There are also possible implications for the rest of the country: La Niña has been linked to increased hail and tornado activity in the Southeast and an increase in hurricanes in the Atlantic and Gulf of Mexico. In fact, many experts are predicting a “hyperactive” hurricane season in the tropical Atlantic, with one forecast reaching an unprecedented 33 named storms. On the other hand, however, there will likely be a slow hurricane season in the eastern Pacific, with little chance of a repeat of Hurricane Hilary's passage over Southern California last August.
Of course, all of these forecasts (that La Niña tends to cause dry conditions in Southern California, that this place will receive more hurricanes while that region will receive more hail, and even how strong an El Niño or La Niña) are based on correlations and theories that researchers have rigorously developed using data from the last half century.
But given the recent rapidity of climate change, there are no guarantees that past trends will continue into the future. In situations like these, climate scientists typically turn to computer models to understand how phenomena like ENSO might change over time.

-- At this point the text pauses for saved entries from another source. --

PR #1155, opened 2025-11-12
Add hot reloading and make it possible to stop Elm apps

### LINKED ISSUE #122: Developer experience: Not always clear how to init from JS
I appreciate how much effort and focus the Elm community devotes to clear & thorough documentation. In an effort to continue improving the docs, I'll go over an experience I recently had trying to use `Browser.sandbox` for a SSCCE.

I found that it was not very clear from the `Browser.element` or `Browser.sandbox` docs how to initialize them within JS.

I spent quite a bit of time pouring over the package docs, elm guide, and elm guide examples to no avail.

I eventually happened upon https://guide.elm-lang.org/interop/ , which shows the use of the `node` field, but it's not clear when this field is relevant wrt `sandbox, element, document, application`. I also found https://guide.elm-lang.org/webapps/, but this only shows how to init a `document`.

Potential ways to ameliorate this confusion:
1. Include js snipptes in the `Browser` docs.
2. Include js/html snippets in the guides examples instead of only pure Elm.
3. Include something like the table below as a quick and clear reference in the Browser docs and Elm guide (with help from @Janiczek).
```
+----------------------+-------------------+------------------------+
| entry point js param | uses `node` field | supports `flags` field |
+----------------------+-------------------+------------------------+
| Platform.worker      | no                | yes                    |
+----------------------+-------------------+------------------------+
| Browser.sandbox      | yes               | no                     |
+----------------------+-------------------+------------------------+
| Browser.element      | yes               | yes                    |
+----------------------+-------------------+------------------------+
| Browser.document     | no                | yes                    |
+----------------------+-------------------+------------------------+
| Browser.application  | no                | yes                    |
+----------------------+-------------------+------------------------+
```
4. All of the above
5. None of the above and something better?

Thanks!
Coury

### LINKED ISSUE #886: Leaking Event handlers when using multiple elm apps with routing on page

lydell:
This takes all the learnings from [elm-watch](https://github.com/lydell/elm-watch/) and implements hot reloading directly in Elm. I’m really happy with how it turned out, it’s pretty simple and clean. “Implements hot reloading” means that there’s now a `Elm.hot.reload()` JavaScript function that tools can use. It’s up to the tool to do file watching and stuff like that.

This also makes it possible to shut down an app, which is useful when embedding an Elm app in a web component or React component. Closes https://github.com/elm/core/issues/886 and closes https://github.com/elm/core/pull/1125

Those two are batched together since they touch on the same parts.

See the new javascript-interface.md file for all the details.

Companion PR:s:

- https://github.com/lydell/browser/pull/1
- https://github.com/lydell/virtual-dom/pull/1

Closes https://github.com/elm/browser/issues/122 (since I’ve documented how to init apps).

### DIFF
--- a/javascript-interface.md
+++ b/javascript-interface.md
@@ -1,0 +1,248 @@
+# JavaScript interface
+
+When you compile Elm to JavaScript using `elm make MyModule.elm --output my-file.js`, how do you actually use that JavaScript file?
+
+## Loading the file
+
+### Browser
+
+```html
+<script src="my-file.js"></script>
+```
+
+(Note: The modern `type="module"` attribute or JavaScript `import` syntax won’t work. It has to be a plain script tag like above.)
+
+The script creates a global variable called `Elm` where all the Elm things are:
+
+```js
+var app = Elm.MyModule.init();
+```
+
+If the `Elm` global variable already exists, it’s augmented. This allows you to load multiple Elm compiled JavaScript files on the same page.
+
+### Node.js
+
+`Platform.worker` programs can be used in [Node.js](https://nodejs.org/).
+
+(The other program types can be used in Node.js, too, if you use the [jsdom](https://github.com/jsdom/jsdom) package.)
+
+Node.js has two module systems: The old “CommonJS” system, and the newer “ESM” system.
+
+For CommonJS:
+
+```js
+var { Elm } = require('./my-file.js');
+var app = Elm.MyModule.init();
+```
+
+For ESM:
+
+```js
+import { createRequire } from 'node:module';
+var require = createRequire(import.meta.url);
+var { Elm } = require('./my-file.js');
+var app = Elm.MyModule.init();
+```
+
+Alternative way:
+
+```js
+import fs from 'node:fs'; // or: var fs = require('fs');
+var code = fs.readFileSync('./my-file.js', 'utf-8');
+var f = new Function(code);
+var scope = {};
+f.call(scope);
+var { Elm } = scope;
+var app = Elm.MyModule.init();
+```
+
+## `Elm.MyModule.init()`
+
+If your Elm module is called `MyModule`, you can initialize it like so:
+
+```js
+var app = Elm.MyModule.init({
+	flags: myFlags,
+	node: myDomNode
+});
+```
+
+If the Elm module is `Blog.Home` it’s `Elm.Blog.Home.init()`, and so on.
+
+`init` takes an object with up to two properties:
+
+- `flags`: If your program takes flags (the first parameter of your Elm `init` function), this is where you pass them.
+- `node`: Pass a DOM node to let Elm take over here, if your program requires one.
+
+You can leave out properties that aren’t needed for your program, and the entire object if none of them are needed. Which ones can be used depend on the program type:
+
+| Program               | `flags`  | `node`                   |
+| --------------------- | -------- | ------------------------ |
+| `Html`                | ignored  | required                 |
+| `Browser.sandbox`     | ignored  | required                 |
+| `Browser.element`     | optional | required                 |
+| `Browser.document`    | optional | ignored, always `<body>` |
+| `Browser.application` | optional | ignored, always `<body>` |
+| `Platform.worker`     | optional | ignored, no `view`       |
+
+The return value is an object with a few properties and functions described below. It’s typically called `app`.
+
+## `app.ports`
+
+If you define ports – _and use them_ – they’ll be available at `app.ports`.
+
+For `myOutgoingPort : String -> Cmd msg`, use `app.ports.myOutgoingPort.subscribe(function(string) { console.log(string) })`. There’s also `unsubscribe` – put your listener function in a variable and pass it to `unsubscribe` to stop listening.
+
+For `myIncomingPort : (String -> msg) -> Sub msg`, use `app.ports.myIncomingPort.send("hello")`.
+
+If you don’t use any ports in your program, `app.ports` does not exist. (It’s _not_ an empty object!) If `app.ports` is unexpectedly missing, double check that your port actually ends up being used – all the way from where you call it, until it’s return value reaches `main`.
+
+## `app.stop()`
+
+This function stops your Elm app. This is useful for example when embedding your Elm app in a web component. When the web component unmounts, stop the Elm app.
+
+`view`, `update` and `subscriptions` are stopped immediately, but pending `Cmd`s such as HTTP requests aren’t cancelled. When they finish, the messages they produce are silently ignored. At that point, if you no longer keep a reference to `app` it will be garbage collected.
+
+The return value is the root DOM node for the app (or `null` for `Platform.worker`).
+
+The first thing `app.stop()` does is call `app.detachView()` (unless you already did that yourself), so read on about that function below for more details.
+
+## `app.detachView()`
+
+This is for advanced use cases. You probably want to use `app.stop()`.
+
+`app.detachView()` makes Elm release control over the DOM: It removes all event listeners and returns the root DOM node for the app to you. This essentially turns the app into a `Platform.worker` – `update` and `subscriptions` will still run, and ports can be used. (If the app was a `Platform.worker` from the beginning, `app.detachView()` doesn’t do anything and returns `null`.)
+
+As mentioned above for `app.stop()`, there might be pending `Cmd`s such as HTTP requests when you stop your Elm app. If it’s important for you to handle the messages they produce as they finish, use `app.detachView()` rather than `app.stop()`. `app.stop()` silently ignores the messages, while with `app.detachView()` they arrive to your `update` function as usual, and you can handle them somehow. Just remember that your `view` function won’t run anymore!
+
+What `Cmd`s might be pending that you might want to care about?
+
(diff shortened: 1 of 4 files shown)


javascript-interface.md
```diff
@@ -0,0 +1,248 @@
...
+
+## `app.ports`
+
+If you define ports – _and use them_ – they’ll be available at `app.ports`.
+
+For `myOutgoingPort : String -> Cmd msg`, use `app.ports.myOutgoingPort.subscribe(function(string) { console.log(string) })`. There’s also `unsubscribe` – put your listener function in a variable and pass it to `unsubscribe` to stop listening.
+
+For `myIncomingPort : (String -> msg) -> Sub msg`, use `app.ports.myIncomingPort.send("hello")`.
+
+If you don’t use any ports in your program, `app.ports` does not exist. (It’s _not_ an empty object!) If `app.ports` is unexpectedly missing, double check that your port actually ends up being used – all the way from where you call it, until it’s return value reaches `main`.
```
jfmengels:
```suggestion
If you don’t use any ports in your program, `app.ports` does not exist. (It’s _not_ an empty object!) If `app.ports` is unexpectedly missing, double check that your port actually ends up being used – all the way from where you call it, until its return value reaches `main`.
```

src/Elm/Kernel/Platform.js
```diff
@@ -15,43 +15,177 @@ import Result exposing (isOk)
...
+
+	/**__DEBUG/
+	init.hotReloadData = {
+		__$impl: impl,
+		__$platform_effectManagers: _Platform_effectManagers,
+		__$scheduler_enqueue: __Scheduler_enqueue
+	};
+	//*/
+
+	return init;
```
lydell, line 41: All functions that wrap `_Platform_initialize` (also in elm/browser) have been changed this way:

- Decrease from `F4` to `F3` and move the last argument to an explicit function (called `init`) inside. That’s equivalent – just another way to express the curriedness.
- Attach `.hotReloadData` on that inner function in `__DEBUG` mode.

The inner function is called `init` because that’s the `init` function that ends up at `Elm.Main.init` for example. So for each Elm entrypoint, there’s `.init()` to initialize an app as usual, and `.init.hotReloadData` for use when hot reloading already initialized apps of that entrypoint.

Code that I’ll comment on later removes `.hotReloadData`, so there’s no risk that people start depending on it.

src/Elm/Kernel/Platform.js
```diff
@@ -15,43 +15,177 @@ import Result exposing (isOk)
...
+			__$update: _update,
+			__$subscriptions: _subscriptions
+		}
+	}
+
 	var result = A2(__Json_run, flagDecoder, __Json_wrap(args ? args['flags'] : undefined));
 	__Result_isOk(result) || __Debug_crash(2 /**__DEBUG/, __Json_errorToString(result.a) /**/);
 	var managers = {};
-	var initPair = init(result.a);
+	var initPair = impl.__$init(result.a);
```
lydell, line 65: You’ll see this a lot in the diff: Instead of popping off stuff from from `impl` (like `var init = impl.__$init; init()`), we pass around the whole `impl` object and read from it all the time (`impl.__$init()`).

This allows us to simply mutate the `impl` object later (`impl.__$init = newInit`) to swap in new versions of the functions. That’s the core of how the hot reloading works!

src/Elm/Kernel/Platform.js
```diff
@@ -15,43 +15,177 @@ import Result exposing (isOk)
...
+		stop: stop
+	};
+
+	if (ports)
+	{
+		app.ports = ports;
+	}
+
+	/**__DEBUG/
+	app.hotReload = function(hotReloadData)
```
lydell, line 158: Just like with `.hotReloadData` that I mentioned earlier, code that I’ll comment on later removes this `.hotReload` method on apps, so there’s no risk that people will depend on it.

In other words, in non-production mode we “smuggle” some more data/functions out to `_Platform_export` so it can create `Elm.hot.reload` – that’s the only exposed thing.

src/Elm/Kernel/Platform.js
```diff
@@ -91,10 +225,82 @@ function _Platform_setupEffects(managers, sendToApp)
 		if (manager.__portSetup)
 		{
 			ports = ports || {};
-			ports[key] = manager.__portSetup(key, sendToApp);
```
lydell, line 94: The reason for these changes is preventing a memory leak, that causes stopped apps never to be garbage collected. See the individual commits of this PR for the full story.

src/Elm/Kernel/Platform.js
```diff
@@ -502,20 +709,110 @@ function _Platform_mergeExportsProd(obj, exports)
...
+		{
+			if (name in obj)
+			{
+				__Debug_crash(6, moduleName)
+			}
+			else
+			{
+				obj[name] = _Platform_wrapInit(moduleName, exp);
+				scope['Elm'].hot.__hotReloadData[moduleName] = exp.hotReloadData;
+				delete exp.hotReloadData;
```
lydell, line 769: As mentioned earlier, this is where we remove `.hotReloadData` (from `Elm.Main.init` for example). Instead it is stored at `Elm.hot.__hotReloadData["Main"]` for example.

(Note that `Elm.hot.__hotReloadData` is a _flat_ object. For `Elm.Blog.Home` the hot reload data is stored at `Elm.hot.__hotReloadData["Blog.Home"]`.)

src/Elm/Kernel/Platform.js
```diff
@@ -502,20 +709,110 @@ function _Platform_mergeExportsProd(obj, exports)
...
+	{
+		var app = init(args);
+
+		var hotReload = app.hotReload;
+		delete app.hotReload;
+		var reloadFunction = function ()
+		{
+			hotReload(scope['Elm'].hot.__hotReloadData[moduleName]);
+		};
+		scope['Elm'].hot.__reloadFunctions.push(reloadFunction);
```
lydell, line 803: As mentioned earlier, this is where `.hotReload` is removed from `app.`

Instead we store it in `Elm.hot.__reloadFunctions`.

Also notice how `app.hotReload` is called with `init.hotReloadData`. In essence, this lets a running app get the `impl` from a new version of the same Elm entrypoint and update itself with it.

Also notice how we read from `scope['Elm'].hot` all the time. That’s because in `_Platform_export__DEBUG` we mutate stuff in `scope['Elm'].hot` when we hot reload.

It’s a bit mind-bend:y, but this allows apps initialized from some earlier version of Elm code have access to the latest stuff from the latest hot reload.

src/Elm/Kernel/List.js
```diff
@@ -81,6 +81,6 @@ var _List_sortWith = F2(function(f, xs)
 {
 	return _List_fromArray(_List_toArray(xs).sort(function(a, b) {
 		var ord = A2(f, a, b);
-		return ord === __Basics_EQ ? 0 : ord === __Basics_LT ? -1 : 1;
+		return ord.$ === __Basics_EQ.$ ? 0 : ord.$ === __Basics_LT.$ ? -1 : 1;
```
lydell, line 84: See https://github.com/lydell/elm-watch/pull/128

PR #23, opened 2019-10-15
Implement Cascadia Basin seawater.

kkrings:
This is a new seawater implementation for Cascadia Basin, which is located in the Northeast Pacific Ocean at a depth of 2.66 km. Cascadia Basin is a potential site for future neutrino telescopes.

### DIFF
--- a/private/PROPOSAL/medium/Medium.cxx
+++ b/private/PROPOSAL/medium/Medium.cxx
@@ -710,6 +710,33 @@ AntaresWater::AntaresWater(double rho)
 
 }
 
+// chemical composition is normalized with respect to hydrogen: calculate a
+// total atomic weight that yields two hydrogen atoms; use this weight to
+// calculate the numbers of atoms for all other elements
+CascadiaBasinWater::CascadiaBasinWater(double rho)
+    : Medium(
+        "cascadiabasinwater",
+        rho,
+        75.,       // I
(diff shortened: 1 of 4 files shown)


private/PROPOSAL/medium/Medium.cxx
```diff
@@ -710,6 +710,33 @@ AntaresWater::AntaresWater(double rho)
...
+        75.,       // I
+        -3.5017,   // C
+        0.09116,   // a
+        3.4773,    // m
+        0.2400,    // X0
+        2.8004,    // X1
+        0.,        // d0
+        1.0400322, // massDensity
+        {
+            std::shared_ptr<Components::Component>(new Components::Hydrogen(2.0)),
```
MaxNoe: Maybe make_shared would be appropriate here?

https://en.cppreference.com/w/cpp/memory/shared_ptr/make_shared

kkrings: Yes, makes sense. I've to admit that I simply copied the Antares water and then implemented my changes.

kkrings: Can I simply implement the proposed changes, commit to my fork, and the pull request gets automatically updated?

MaxNoe: Yes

Unfortunately, many climate models have not yet developed the ability to accurately predict ENSO; Its complexity and the fact that it requires the ocean and atmosphere to change together make its representation particularly difficult. This means that as we move into a new era of accelerated climate change, the future of ENSO remains uncertain.
Ned Kleiner is a scientist and disaster modeler at Verisk. He has a PhD in atmospheric sciences from Harvard.